Je sors pour respirer mais, sur le faubourg Saint Antoine mes silhouettes hantent les boulevards désertés, terrasses fermées ; elles fuient à la manière d’un chat pressé de rentrer en son panier. La peur de l’extérieur est devenue une impression constante, une compagne qui force leurs pas jusqu’à la porte d’un logis confiné.
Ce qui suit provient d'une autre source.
PR #2195, opened 2018-05-10
Added ignores_default_parameters when calculating parameter count

varunpm1:


jpsim:
Thanks for the PR! Code looks great, I made a small edit to the changelog entry.

PR #2196, opened 2018-05-10
Fix operator usage spacing nested generics false positive

erichoracek:
This was being corrected to:
```swift
let model = Generic<Container<Button>, NSAttributedString > (
```


jpsim:
Thanks for the fix! PS: We generally don't include links to PRs in the changelog, just issues. I'm too lazy to remove it in this case though. 👍

PR #2208, opened 2018-05-16
Improve mark rule autocorrection

erichoracek:
Adds a few additional cases for the MARK rule to autocorrect.

In our project, this made it so that the all mark rule failures were corrected automatically. Before this change, we had over 30 failures that could not be autocorrected.


jpsim:
👍 will merge.

However, we should refactor this rule to avoid regular expressions. The use of regex in SwiftLint has become somewhat of a bottleneck that would be nice to eliminate.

J’aimerai parfois cloper, mettre bas les masques pour partager avec ma voisine de passage clouté, tandis que nous attendons que le feu passe au rouge, cette étrange tolérance : tomber le masque pour allumer une cibiche. Je veux me remettre à fumer… Nous en rions, elle m’en offre une car la contradiction est de taille. « Fumer est dangereux pour la santé » la formule éclaire de fumée son sourir aux yeux verts. Le bonhomme lumineux devient vert lui aussi et nous traversons chacun vers notre ailleurs avec un signe de la main, clope au bec comme le faisaient les saligauds, les noireauds, les gueules noires quand ils sortaient du puits, les sans-visage noircis de charbon, tous égaux avec une face de suie qui disparait dans la nuit, vers les corons.
Bonne année.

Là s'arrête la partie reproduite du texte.